* **EXERCISE AIM**
The job is to find each line of the records below that includes the word "LGTM" and copy it.

* **AVAILABLE DATA**
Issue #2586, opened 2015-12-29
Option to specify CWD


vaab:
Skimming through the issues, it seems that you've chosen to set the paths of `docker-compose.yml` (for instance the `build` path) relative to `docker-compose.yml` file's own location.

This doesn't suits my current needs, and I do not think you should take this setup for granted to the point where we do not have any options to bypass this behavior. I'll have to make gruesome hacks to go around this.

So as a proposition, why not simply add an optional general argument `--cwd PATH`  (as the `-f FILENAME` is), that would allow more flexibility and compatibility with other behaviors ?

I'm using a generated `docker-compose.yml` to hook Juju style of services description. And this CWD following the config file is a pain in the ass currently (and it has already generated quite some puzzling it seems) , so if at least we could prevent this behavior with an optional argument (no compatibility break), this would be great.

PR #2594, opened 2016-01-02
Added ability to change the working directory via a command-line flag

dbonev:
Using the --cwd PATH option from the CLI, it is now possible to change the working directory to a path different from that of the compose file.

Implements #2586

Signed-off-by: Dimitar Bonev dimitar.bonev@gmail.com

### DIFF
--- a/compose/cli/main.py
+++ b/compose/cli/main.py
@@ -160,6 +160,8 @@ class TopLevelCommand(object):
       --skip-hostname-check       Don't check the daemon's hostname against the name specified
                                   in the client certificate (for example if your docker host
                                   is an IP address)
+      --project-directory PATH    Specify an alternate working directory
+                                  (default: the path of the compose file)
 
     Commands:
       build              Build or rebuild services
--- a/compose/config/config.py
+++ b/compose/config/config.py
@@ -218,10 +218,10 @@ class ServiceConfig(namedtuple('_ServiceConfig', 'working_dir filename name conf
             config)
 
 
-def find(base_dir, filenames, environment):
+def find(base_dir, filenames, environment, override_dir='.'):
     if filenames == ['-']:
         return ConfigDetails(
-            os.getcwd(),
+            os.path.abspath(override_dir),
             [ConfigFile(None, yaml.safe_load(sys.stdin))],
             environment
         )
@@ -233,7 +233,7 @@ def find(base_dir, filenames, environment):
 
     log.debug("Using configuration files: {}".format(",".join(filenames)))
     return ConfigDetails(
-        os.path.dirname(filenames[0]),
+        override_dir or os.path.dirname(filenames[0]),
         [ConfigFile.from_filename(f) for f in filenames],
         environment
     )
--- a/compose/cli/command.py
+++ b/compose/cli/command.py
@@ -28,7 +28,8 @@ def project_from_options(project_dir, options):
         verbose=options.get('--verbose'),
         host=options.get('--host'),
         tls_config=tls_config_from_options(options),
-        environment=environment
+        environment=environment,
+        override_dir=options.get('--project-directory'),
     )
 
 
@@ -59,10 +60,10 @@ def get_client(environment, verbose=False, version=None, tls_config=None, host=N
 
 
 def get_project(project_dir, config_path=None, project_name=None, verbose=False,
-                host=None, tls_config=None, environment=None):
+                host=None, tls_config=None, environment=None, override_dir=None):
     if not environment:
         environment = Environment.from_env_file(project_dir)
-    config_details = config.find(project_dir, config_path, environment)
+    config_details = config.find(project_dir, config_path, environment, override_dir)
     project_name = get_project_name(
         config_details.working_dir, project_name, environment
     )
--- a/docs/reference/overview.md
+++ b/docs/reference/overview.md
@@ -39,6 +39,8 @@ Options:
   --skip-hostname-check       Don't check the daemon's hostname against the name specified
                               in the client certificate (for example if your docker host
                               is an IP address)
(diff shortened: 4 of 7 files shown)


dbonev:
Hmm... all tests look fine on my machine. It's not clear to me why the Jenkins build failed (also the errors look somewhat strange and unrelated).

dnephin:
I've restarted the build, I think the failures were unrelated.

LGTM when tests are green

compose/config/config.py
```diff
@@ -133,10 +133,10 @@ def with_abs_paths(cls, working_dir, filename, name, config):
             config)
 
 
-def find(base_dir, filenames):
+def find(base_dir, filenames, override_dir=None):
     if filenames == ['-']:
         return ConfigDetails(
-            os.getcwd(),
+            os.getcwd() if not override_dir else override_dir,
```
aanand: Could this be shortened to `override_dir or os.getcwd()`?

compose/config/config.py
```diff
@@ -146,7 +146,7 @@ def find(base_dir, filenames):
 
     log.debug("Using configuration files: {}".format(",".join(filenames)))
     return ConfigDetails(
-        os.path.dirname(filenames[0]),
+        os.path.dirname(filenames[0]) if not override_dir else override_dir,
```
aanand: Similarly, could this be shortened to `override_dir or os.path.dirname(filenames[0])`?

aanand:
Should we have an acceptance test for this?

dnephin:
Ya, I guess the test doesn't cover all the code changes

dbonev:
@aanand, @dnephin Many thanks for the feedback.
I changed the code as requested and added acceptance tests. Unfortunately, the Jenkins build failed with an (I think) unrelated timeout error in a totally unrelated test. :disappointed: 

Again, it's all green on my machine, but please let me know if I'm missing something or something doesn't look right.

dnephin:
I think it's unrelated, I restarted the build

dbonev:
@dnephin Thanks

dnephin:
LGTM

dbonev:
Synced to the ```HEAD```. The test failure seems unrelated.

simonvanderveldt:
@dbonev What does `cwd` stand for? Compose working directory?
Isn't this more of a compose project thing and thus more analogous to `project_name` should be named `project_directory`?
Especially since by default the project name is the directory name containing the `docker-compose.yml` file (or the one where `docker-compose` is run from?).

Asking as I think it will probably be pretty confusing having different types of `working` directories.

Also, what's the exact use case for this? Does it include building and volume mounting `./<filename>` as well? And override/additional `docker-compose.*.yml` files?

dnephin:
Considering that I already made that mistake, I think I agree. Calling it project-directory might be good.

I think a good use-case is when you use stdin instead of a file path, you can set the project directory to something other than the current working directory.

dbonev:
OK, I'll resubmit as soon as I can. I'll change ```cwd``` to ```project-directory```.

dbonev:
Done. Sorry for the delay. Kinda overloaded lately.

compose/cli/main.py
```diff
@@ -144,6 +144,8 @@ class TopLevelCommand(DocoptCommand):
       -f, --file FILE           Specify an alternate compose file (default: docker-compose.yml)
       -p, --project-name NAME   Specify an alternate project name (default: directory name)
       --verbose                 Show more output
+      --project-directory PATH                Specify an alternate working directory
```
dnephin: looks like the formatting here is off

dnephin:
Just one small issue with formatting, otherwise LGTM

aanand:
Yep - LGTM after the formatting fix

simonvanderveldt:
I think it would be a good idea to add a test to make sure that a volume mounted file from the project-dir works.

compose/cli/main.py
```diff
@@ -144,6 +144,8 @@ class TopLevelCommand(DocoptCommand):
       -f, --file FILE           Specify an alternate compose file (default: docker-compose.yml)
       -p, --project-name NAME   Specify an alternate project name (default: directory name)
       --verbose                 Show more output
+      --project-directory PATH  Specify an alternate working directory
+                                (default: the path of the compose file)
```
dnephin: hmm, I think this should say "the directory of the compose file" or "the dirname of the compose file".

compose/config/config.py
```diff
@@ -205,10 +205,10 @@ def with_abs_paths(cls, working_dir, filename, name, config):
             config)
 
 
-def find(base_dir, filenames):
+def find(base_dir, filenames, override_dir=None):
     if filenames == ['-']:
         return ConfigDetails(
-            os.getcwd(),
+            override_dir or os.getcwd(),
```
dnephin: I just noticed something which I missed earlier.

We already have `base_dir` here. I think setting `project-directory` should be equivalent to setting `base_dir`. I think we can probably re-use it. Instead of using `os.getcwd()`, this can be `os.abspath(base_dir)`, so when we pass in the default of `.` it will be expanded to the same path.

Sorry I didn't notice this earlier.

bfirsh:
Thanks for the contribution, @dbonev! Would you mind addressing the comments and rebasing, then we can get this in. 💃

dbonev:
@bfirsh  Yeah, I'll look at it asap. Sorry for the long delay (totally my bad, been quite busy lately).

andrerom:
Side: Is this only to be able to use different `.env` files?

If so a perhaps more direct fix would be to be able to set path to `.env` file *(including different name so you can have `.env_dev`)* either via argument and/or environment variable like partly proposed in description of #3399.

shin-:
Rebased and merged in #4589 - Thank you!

* **RESULT OF THE EXERCISE**
LGTM when tests are green
LGTM
Just one small issue with formatting, otherwise LGTM
Yep - LGTM after the formatting fix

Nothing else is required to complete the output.